Olav, the seafarer, carried a rush of the Sea in himself across death’s boundary. People heard that rush here in the Christchurch, our cathedral, even as it echoed in the numerous Olav’s wells throughout the country. Pilgrims sought living water here. And found it.

The first migrant known to us who set out to honour Olav’s relics was no sailor. The text known as Passio Olavi, written in the mid-twelfth century, speaks of a blind man who, in the evening of 29 July 1030, the day Olav died, walked past the house up near Stiklestad where the fallen king’s body had been washed. The man turned up late, perhaps to examine whether there were things of value left on the battlefield. The king’s servants had poured the bloody water used for washing out in front of the door. The blind man slipped in it and fell. We can imagine him uttering words not found in a prayerbook. But as he lay there, struggling, he touched his face with his moist hands — and at once he, a blind man, could see.

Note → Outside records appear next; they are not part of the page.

PR #4189, opened 2026-06-22
fix(devkit): avoid dtype warning for failed outputs

### LINKED ISSUE #2702: [BUG] FutureWarning from fillna call

fengjikui:
## Summary
- Fill missing failed output values after converting output columns to object dtype.
- Preserve the line-number column while avoiding pandas incompatible-dtype FutureWarning.
- Add a regression test for numeric output columns with padded failed rows.

## Root cause
When `_outputs_padding` adds missing output rows, numeric output columns contain `NaN`. Filling the whole dataframe with the string `"(Failed)"` attempts to write a string into a float column, which triggers pandas' incompatible-dtype FutureWarning and will become an error in a future pandas release.

Fixes #2702

## Validation
- `src/promptflow-evals/.venv/bin/python -m pytest src/promptflow-devkit/tests/sdk_cli_test/unittests/test_local_storage_operations.py -q` (2 passed)

### DIFF
--- a/src/promptflow-devkit/promptflow/_sdk/operations/_local_storage_operations.py
+++ b/src/promptflow-devkit/promptflow/_sdk/operations/_local_storage_operations.py
@@ -504,6 +504,13 @@ class LocalStorageOperations(AbstractBatchRunStorage):
         res = res.sort_values(by=LINE_NUMBER, ascending=True)
         return res
 
+    @staticmethod
+    def _fill_failed_outputs(df: "DataFrame") -> "DataFrame":
+        output_columns = [column for column in df.columns if column != LINE_NUMBER]
+        df = df.copy()
+        df[output_columns] = df[output_columns].astype(object)
+        return df.fillna(value="(Failed)")
+
     def load_inputs_and_outputs(self) -> Tuple["DataFrame", "DataFrame"]:
         if not self._sdk_inputs_path.is_file() or not self._sdk_output_path.is_file():
             inputs, outputs = self._collect_io_from_debug_info()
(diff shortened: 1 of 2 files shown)


fengjikui:
This is still active. I revalidated the exact PR head against current `main@3928a727` (the base has not moved):

- branch remains mergeable
- `test_local_storage_operations.py`: 2 passed, including the failed-output dtype-warning regression

GitHub reports `viewerCanReopen: false` for my account, so I cannot follow the bot's reopen/remove-label instruction directly. Could a maintainer please reopen this PR and remove `no-recent-activity`?

PR #4204, opened 2026-07-20
fix(parallel): allow '=' inside _parse_prefixed_args values

### LINKED ISSUE #4174: BUG: ValueError crash in _parse_prefixed_args when argument value contains '='
## What breaks

`_parse_prefixed_args()` in `src/promptflow-parallel/promptflow/parallel/_config/parser.py` (line 88) crashes with `ValueError: too many values to unpack (expected 2)` whenever an argument value contains the `=` character. This affects common real-world inputs: base64-encoded values (which use `=` as padding), URLs with query strings, and any JSON/key-value pairs embedded in an argument value.

**Minimal repro:**
```python
from promptflow.parallel._config.parser import _parse_prefixed_args

# Base64 "Hello World" ends with '=' padding — this crashes:
_parse_prefixed_args(["--pf_input_token=SGVsbG8gV29ybGQ="], "--pf_input_")
# ValueError: too many values to unpack (expected 2)
```

**Traceback:**
```
File "parser.py", line 88, in _parse_prefixed_args
    arg_name, arg_value = arg.split("=")
ValueError: too many values to unpack (expected 2)
```

## Root cause

`arg.split("=")` with no `maxsplit` produces more than 2 elements when the value contains `=`. The fix is `arg.split("=", 1)` so only the first `=` is treated as the name/value delimiter and the remainder of the string is preserved as the value.

Solaris-star:
## Summary
`_parse_prefixed_args()` crashed with:

```
ValueError: too many values to unpack (expected 2)
```

whenever an argument value contained `=` (base64 padding, URL query strings, embedded JSON/key-value pairs).

## Change
Use `str.split("=", 1)` so only the first `=` separates name and value.

## Test plan
- [x] Local unit checks for base64 and query-string values
- [x] Added `src/promptflow-parallel/tests/unittests/test_config_parser.py`

Fixes #4174.

### DIFF
--- a/src/promptflow-parallel/promptflow/parallel/_config/parser.py
+++ b/src/promptflow-parallel/promptflow/parallel/_config/parser.py
@@ -85,7 +85,9 @@ def _parse_prefixed_args(args: List[str], prefix: str) -> Dict[str, str]:
     for _, arg in enumerate(args):
         if arg.startswith(prefix):
             if "=" in arg:
-                arg_name, arg_value = arg.split("=")
+                # maxsplit=1 so values may contain '=' (base64 padding, query
+                # strings, embedded JSON) without ValueError (#4174).
+                arg_name, arg_value = arg.split("=", 1)
                 if len(arg_name) > len(prefix):
                     parsed[arg_name[len(prefix) :]] = arg_value
             elif pre_arg_name is None:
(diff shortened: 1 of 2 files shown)


Solaris-star:

PR #4205, opened 2026-07-31
fix(context_utils): serialise _change_working_dir with a threading.Lock

### LINKED ISSUE #3553: [BUG] Race condition with global state in process pool
**Describe the bug**
Prompt flow appears to modify the global working directory and workers in the line execution process pool can get spawned with different working directories.

**How To Reproduce the bug**
I created an example project to reproduce the bug here: https://github.com/bhanson-techempower/promptflow-concurrency-bug

Some runs will succeed and others will randomly fail with: 

> Flow path .../promptflow-concurrency-bug/sub_flow2/sub_flow3 does not exist.

Due to the worker for that particular node being spawned after the working directory has been changed.

With the example project the bug is reproduced for me almost every time.

In our production application we're seeing it about half the time when running a batch of 20 runs.

**Expected behavior**
The flow executes successfully every time because prompt flow does not share extra global state between processes.

**Running Information:**
 - Promptflow Package Version using `pf -v`:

This miracle fits into a genre well known to us from the Gospels. Jesus’s power reveals itself above all as illumination. Think of the man-born-blind in St John’s Gospel. Jesus takes dust from the ground, mixes it with spittle, materialised breath, and forms clay like that used by the Lord God on the Sixth Day to make Adam. Sight was given him who had never seen. Think of the beggar Bartimaeus who, sitting by the roadside, having called out to Jesus, bound for Calvary, ‘Lord, that I might see!’, could suddenly see and followed Jesus on his Passion-path. Think of the theologians, so sure of their clear-sightedness, who were told they were blind. And think of this: in the early Church, baptism, the gateway into Christian experience, was referred to as Photismos, ‘Enlightenment’, to designate, precisely, a definitive transition from darkness to light, death to light, blindness to sight.

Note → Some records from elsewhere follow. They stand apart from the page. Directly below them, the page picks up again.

PR #4221, opened 2026-09-08
ci: pin AliSajid/random-wait-action to a full commit SHA

holistis:
## Summary

One third-party GitHub Action in this repo is referenced by a mutable
**branch** ref instead of a tag or commit SHA:

```yaml
- name: Random Wait
  uses: AliSajid/random-wait-action@main
```

This appears in `scripts/readme/ghactions_driver/workflow_steps/step_azure_login.yml.jinja2`
and 5 more Jinja2 templates under `scripts/readme/ghactions_driver/workflow_templates/`,
and is generated into 84 checked-in workflow files under `.github/workflows/`
(the `samples_*` workflows).

## Why this is worth a separate look from #4214/#4207

I know GitHub Actions pinning is already an active effort here (#4214 open,
#4207/#4190 closed). I checked their diffs first and none of them touch this
reference — their tooling looks to have matched version-tag-style refs
(`@v1`, `@v2`, `@v4`, ...), and `@main` doesn't match that shape since it's
not a version tag at all.

That actually makes it the single riskiest pin in the whole workflow set:
a tag at least requires the upstream maintainer (or a compromised account)
to deliberately retarget it, but a branch head moves on *every* commit to
that branch, with zero action required on the attacker's side beyond
pushing to `main`. Several of the workflows that use this step run with
`id-token: write` and Azure OIDC federated-credential secrets
(`AZURE_CLIENT_ID`/`AZURE_TENANT_ID`/`AZURE_SUBSCRIPTION_ID`,
`AOAI_API_KEY_TEST`), so any step in that job — this one included — can
mint a token for `api://AzureADTokenExchange` for the duration of the run.

This is the same risk class described in the GitHub Actions security
hardening guide and referenced in #4214/#4190 (tj-actions/changed-files,
codfish/semantic-release-action).

## What changed

Pinned to the commit currently tagged `v2.12.0` on that action's repo,
with a version comment, matching the `<sha> # <tag>` convention already
used by #4214/#4207 for the other actions in this repo:

```yaml
uses: AliSajid/random-wait-action@933d3635c56777d240b67abe794f1a5f7bdfd063 # v2.12.0
```

Applied to:
- the 6 Jinja2 templates (the actual source of truth, generated via
  `python3 readme.py`)
- the 84 already-generated `.github/workflows/samples_*.yml` files, so the
  checked-in files stay consistent with what regeneration would produce

No other lines were touched — every changed file is a single-line diff
(90 files, 90 insertions, 90 deletions). Verified all 120 workflow YAML
files still parse after the change (`yaml.safe_load` over every file in
`.github/workflows/`).

## Is this safe to merge?

Yes. `933d3635c56777d240b67abe794f1a5f7bdfd063` is the exact commit the
`v2.12.0` tag and (at the time of writing) the `main` branch both point to,
confirmed via the GitHub API — no behavioral change. The action's inputs
(`minimum`, `maximum`) are unchanged in that version.

🤖 Generated with [Claude Code](https://claude.com/claude-code)

### DIFF
--- a/.github/workflows/samples_configuration.yml
+++ b/.github/workflows/samples_configuration.yml
@@ -45,7 +45,7 @@ jobs:
       - name: Create Aoai Connection
         run: pf connection create -f ${{ github.workspace }}/examples/connections/azure_openai.yml --set api_key="${{ secrets.AOAI_API_KEY_TEST }}" api_base="${{ secrets.AOAI_API_ENDPOINT_TEST }}"
       - name: Random Wait
-        uses: AliSajid/random-wait-action@main
+        uses: AliSajid/random-wait-action@933d3635c56777d240b67abe794f1a5f7bdfd063 # v2.12.0
         with:
           minimum: 1
           maximum: 99
--- a/.github/workflows/samples_connections.yml
+++ b/.github/workflows/samples_connections.yml
@@ -68,7 +68,7 @@ jobs:
             sed -i -e "s/\${azure_open_ai_connection.api_key}/${{ secrets.AOAI_API_KEY_TEST }}/g" -e "s/\${azure_open_ai_connection.api_base}/$gpt_base/g" run.yml
           fi
       - name: Random Wait
-        uses: AliSajid/random-wait-action@main
+        uses: AliSajid/random-wait-action@933d3635c56777d240b67abe794f1a5f7bdfd063 # v2.12.0
         with:
           minimum: 0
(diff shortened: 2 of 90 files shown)


holistis:

holistis:
Still active on my end, this fix is ready to go. Happy to make any changes if needed. It closes a real risk since several of the affected workflows have Azure OIDC secrets in scope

Pilgrims sought out St Olav sure that he, recognised by the Church as a friend of Christ and a witness to death’s defeat, could effect for them illumination in the name of Jesus at every level. Many prayers were heard. As Sigvat Tordarson sang in Erfidrápa, a poem composed about 1040, ten years after Olav’s death: ‘The king is now with God; many a blind man come to him goes briskly away from the royal tomb, eyesight restored to him.’

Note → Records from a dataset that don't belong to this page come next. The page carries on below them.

PR #808, opened 2020-05-11
WebGL Improvements to Fix #807

### LINKED ISSUE #807: Warnings on Initial Load - WebGL & ThreeJS
This is a long-standing issue. Documenting it here. Upon loading Potree, there are several warnings that appear in the console of Firefox. There are also warnings in Chrome but to a lesser extent.

image

This is due to WebGL extensions being forced on implicitly rather than being used after enabling them. Namely `WEBGL_color_buffer_float` - there are some other extensions that are sometimes used, but generally not on first load.

There is also a warning from ThreeJS regarding a Matrix3 getInverse() problem. It's unable to inverse the matrix because it's an invalid matrix filled with all 0 values.

midnight-dev:
This series of commits should close #807 in time for Potree 1.7 👌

Not only the physically blind turned up. Others, like Kristin Lavransdatter, sought a remedy for soul-darkness: they would atone for some unkind deed; they hoped for reconciliation after doing wrong. It is far from banal that places should exist where women and men might come without shame, though conscious of having comprised their dignity, to confess, ‘I am not, like the trolls, sufficient unto myself; I am wounded, imperfect’, in order, then, to be concretely helped to repair inward and outward damage, and to get courage required to set out afresh.

For hundreds of years Nidaros was a place where such things happened.

We now ascertain that the wave of pilgrims is rising again. It says something about awareness of fragility in our precarious world — also, I’d say, about a growing recognition that God might not, after all, be a fairytale, but supremely real. There is to this day a ray of dawn to be found in Nidaros, and the rush of the Sea.

In a late poem Tolkien wrote: ‘I sat on the ruined margin of the deep-voiced echoing sea/Whose roaring foaming music crashed in endless cadency’. He called the call he heard an ‘unfathomed breath’, sure that he would hear it ’till my death’, and even beyond.

Such luminous music resounded here in this place a thousand years ago. Listening people heard it, perceived it as a call, and followed. Some still do.